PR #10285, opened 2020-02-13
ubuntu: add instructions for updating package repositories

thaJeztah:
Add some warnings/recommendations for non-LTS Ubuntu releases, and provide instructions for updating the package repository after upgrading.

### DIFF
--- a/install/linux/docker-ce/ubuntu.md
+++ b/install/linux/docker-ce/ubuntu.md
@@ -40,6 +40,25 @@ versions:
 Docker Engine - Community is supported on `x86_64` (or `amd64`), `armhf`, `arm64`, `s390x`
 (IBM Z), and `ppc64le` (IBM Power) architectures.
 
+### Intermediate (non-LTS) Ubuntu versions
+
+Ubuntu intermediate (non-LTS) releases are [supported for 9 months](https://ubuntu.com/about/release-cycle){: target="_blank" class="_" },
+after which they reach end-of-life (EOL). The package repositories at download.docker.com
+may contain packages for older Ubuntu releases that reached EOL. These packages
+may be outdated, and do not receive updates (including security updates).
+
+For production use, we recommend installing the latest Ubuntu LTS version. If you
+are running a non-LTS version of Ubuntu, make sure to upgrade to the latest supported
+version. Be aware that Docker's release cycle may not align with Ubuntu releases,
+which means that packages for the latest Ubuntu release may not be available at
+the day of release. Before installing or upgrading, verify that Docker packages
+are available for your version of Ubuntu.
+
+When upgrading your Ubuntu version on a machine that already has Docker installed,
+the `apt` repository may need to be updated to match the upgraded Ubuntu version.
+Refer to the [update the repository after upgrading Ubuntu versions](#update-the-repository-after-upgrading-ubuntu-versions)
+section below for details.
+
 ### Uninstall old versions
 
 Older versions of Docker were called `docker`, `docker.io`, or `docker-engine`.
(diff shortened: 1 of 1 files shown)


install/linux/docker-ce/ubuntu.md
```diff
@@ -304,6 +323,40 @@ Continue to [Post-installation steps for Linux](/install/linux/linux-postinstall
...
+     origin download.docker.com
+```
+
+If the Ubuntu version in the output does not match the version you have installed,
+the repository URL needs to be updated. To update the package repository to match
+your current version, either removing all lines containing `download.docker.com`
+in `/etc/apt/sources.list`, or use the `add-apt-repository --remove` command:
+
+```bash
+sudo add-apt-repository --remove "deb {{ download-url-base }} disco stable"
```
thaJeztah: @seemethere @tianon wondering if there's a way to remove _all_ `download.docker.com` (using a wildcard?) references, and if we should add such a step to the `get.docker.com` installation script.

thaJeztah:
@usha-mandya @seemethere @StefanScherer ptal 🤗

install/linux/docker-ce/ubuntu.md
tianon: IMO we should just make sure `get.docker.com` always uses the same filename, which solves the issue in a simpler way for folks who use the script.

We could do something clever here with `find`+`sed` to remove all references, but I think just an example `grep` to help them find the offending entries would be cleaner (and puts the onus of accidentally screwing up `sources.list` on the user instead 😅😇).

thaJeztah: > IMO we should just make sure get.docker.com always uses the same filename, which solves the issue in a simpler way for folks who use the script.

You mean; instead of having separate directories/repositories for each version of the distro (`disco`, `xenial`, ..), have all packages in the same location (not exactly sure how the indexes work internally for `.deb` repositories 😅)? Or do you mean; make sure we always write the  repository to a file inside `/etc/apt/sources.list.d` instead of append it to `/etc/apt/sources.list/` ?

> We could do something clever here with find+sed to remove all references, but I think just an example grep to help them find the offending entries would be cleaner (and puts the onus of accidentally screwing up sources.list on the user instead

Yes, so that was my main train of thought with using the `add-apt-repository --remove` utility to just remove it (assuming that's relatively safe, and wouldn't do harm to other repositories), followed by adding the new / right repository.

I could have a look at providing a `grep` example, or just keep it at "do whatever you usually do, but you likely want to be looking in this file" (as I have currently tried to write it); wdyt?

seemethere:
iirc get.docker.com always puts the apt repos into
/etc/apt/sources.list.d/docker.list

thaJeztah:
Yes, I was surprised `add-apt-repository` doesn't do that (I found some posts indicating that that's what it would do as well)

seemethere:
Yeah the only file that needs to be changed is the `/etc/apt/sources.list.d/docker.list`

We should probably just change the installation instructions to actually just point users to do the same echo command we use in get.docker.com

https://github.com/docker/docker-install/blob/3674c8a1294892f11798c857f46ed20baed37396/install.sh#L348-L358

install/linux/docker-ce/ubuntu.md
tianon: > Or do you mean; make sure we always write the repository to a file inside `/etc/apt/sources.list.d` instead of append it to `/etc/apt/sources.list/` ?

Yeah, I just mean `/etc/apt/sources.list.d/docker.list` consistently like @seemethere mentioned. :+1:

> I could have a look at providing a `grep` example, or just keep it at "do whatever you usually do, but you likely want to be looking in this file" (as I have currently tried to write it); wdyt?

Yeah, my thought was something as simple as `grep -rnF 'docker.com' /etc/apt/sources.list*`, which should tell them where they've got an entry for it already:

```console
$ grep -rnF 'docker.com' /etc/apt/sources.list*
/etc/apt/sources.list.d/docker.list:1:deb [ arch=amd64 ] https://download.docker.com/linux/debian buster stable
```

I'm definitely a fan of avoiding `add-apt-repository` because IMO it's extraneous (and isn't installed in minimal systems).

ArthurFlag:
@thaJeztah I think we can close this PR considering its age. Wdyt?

### [DIRECTIONS]
Would you please reproduce the entries above word for word?

### [YOUR RESPONSE]
PR #10285, opened 2020-02-13
ubuntu: add instructions for updating package repositories

thaJeztah:
Add some warnings/recommendations for non-LTS Ubuntu releases, and provide instructions for updating the package repository after upgrading.

### DIFF
--- a/install/linux/docker-ce/ubuntu.md
+++ b/install/linux/docker-ce/ubuntu.md
@@ -40,6 +40,25 @@ versions:
 Docker Engine - Community is supported on `x86_64` (or `amd64`), `armhf`, `arm64`, `s390x`
 (IBM Z), and `ppc64le` (IBM Power) architectures.
 
+### Intermediate (non-LTS) Ubuntu versions
+
+Ubuntu intermediate (non-LTS) releases are [supported for 9 months](https://ubuntu.com/about/release-cycle){: target="_blank" class="_" },
+after which they reach end-of-life (EOL). The package repositories at download.docker.com
+may contain packages for older Ubuntu releases that reached EOL. These packages
+may be outdated, and do not receive updates (including security updates).
+
+For production use, we recommend installing the latest Ubuntu LTS version. If you
+are running a non-LTS version of Ubuntu, make sure to upgrade to the latest supported
+version. Be aware that Docker's release cycle may not align with Ubuntu releases,
+which means that packages for the latest Ubuntu release may not be available at
+the day of release. Before installing or upgrading, verify that Docker packages
+are available for your version of Ubuntu.
+
+When upgrading your Ubuntu version on a machine that already has Docker installed,
+the `apt` repository may need to be updated to match the upgraded Ubuntu version.
+Refer to the [update the repository after upgrading Ubuntu versions](#update-the-repository-after-upgrading-ubuntu-versions)
+section below for details.
+
 ### Uninstall old versions
 
 Older versions of Docker were called `docker`, `docker.io`, or `docker-engine`.
(diff shortened: 1 of 1 files shown)


install/linux/docker-ce/ubuntu.md
```diff
@@ -304,6 +323,40 @@ Continue to [Post-installation steps for Linux](/install/linux/linux-postinstall
...
+     origin download.docker.com
+```
+
+If the Ubuntu version in the output does not match the version you have installed,
+the repository URL needs to be updated. To update the package repository to match
+your current version, either removing all lines containing `download.docker.com`
+in `/etc/apt/sources.list`, or use the `add-apt-repository --remove` command:
+
+```bash
+sudo add-apt-repository --remove "deb {{ download-url-base }} disco stable"
```
thaJeztah: @seemethere @tianon wondering if there's a way to remove _all_ `download.docker.com` (using a wildcard?) references, and if we should add such a step to the `get.docker.com` installation script.

thaJeztah:
@usha-mandya @seemethere @StefanScherer ptal 🤗

install/linux/docker-ce/ubuntu.md
tianon: IMO we should just make sure `get.docker.com` always uses the same filename, which solves the issue in a simpler way for folks who use the script.

We could do something clever here with `find`+`sed` to remove all references, but I think just an example `grep` to help them find the offending entries would be cleaner (and puts the onus of accidentally screwing up `sources.list` on the user instead 😅😇).

thaJeztah: > IMO we should just make sure get.docker.com always uses the same filename, which solves the issue in a simpler way for folks who use the script.

You mean; instead of having separate directories/repositories for each version of the distro (`disco`, `xenial`, ..), have all packages in the same location (not exactly sure how the indexes work internally for `.deb` repositories 😅)? Or do you mean; make sure we always write the  repository to a file inside `/etc/apt/sources.list.d` instead of append it to `/etc/apt/sources.list/` ?

> We could do something clever here with find+sed to remove all references, but I think just an example grep to help them find the offending entries would be cleaner (and puts the onus of accidentally screwing up sources.list on the user instead

Yes, so that was my main train of thought with using the `add-apt-repository --remove` utility to just remove it (assuming that's relatively safe, and wouldn't do harm to other repositories), followed by adding the new / right repository.

I could have a look at providing a `grep` example, or just keep it at "do whatever you usually do, but you likely want to be looking in this file" (as I have currently tried to write it); wdyt?

seemethere:
iirc get.docker.com always puts the apt repos into
/etc/apt/sources.list.d/docker.list

thaJeztah:
Yes, I was surprised `add-apt-repository` doesn't do that (I found some posts indicating that that's what it would do as well)

seemethere:
Yeah the only file that needs to be changed is the `/etc/apt/sources.list.d/docker.list`

We should probably just change the installation instructions to actually just point users to do the same echo command we use in get.docker.com

https://github.com/docker/docker-install/blob/3674c8a1294892f11798c857f46ed20baed37396/install.sh#L348-L358

install/linux/docker-ce/ubuntu.md
tianon: > Or do you mean; make sure we always write the repository to a file inside `/etc/apt/sources.list.d` instead of append it to `/etc/apt/sources.list/` ?

Yeah, I just mean `/etc/apt/sources.list.d/docker.list` consistently like @seemethere mentioned. :+1:

> I could have a look at providing a `grep` example, or just keep it at "do whatever you usually do, but you likely want to be looking in this file" (as I have currently tried to write it); wdyt?

Yeah, my thought was something as simple as `grep -rnF 'docker.com' /etc/apt/sources.list*`, which should tell them where they've got an entry for it already:

```console
$ grep -rnF 'docker.com' /etc/apt/sources.list*
/etc/apt/sources.list.d/docker.list:1:deb [ arch=amd64 ] https://download.docker.com/linux/debian buster stable
```

I'm definitely a fan of avoiding `add-apt-repository` because IMO it's extraneous (and isn't installed in minimal systems).

ArthurFlag:
@thaJeztah I think we can close this PR considering its age. Wdyt?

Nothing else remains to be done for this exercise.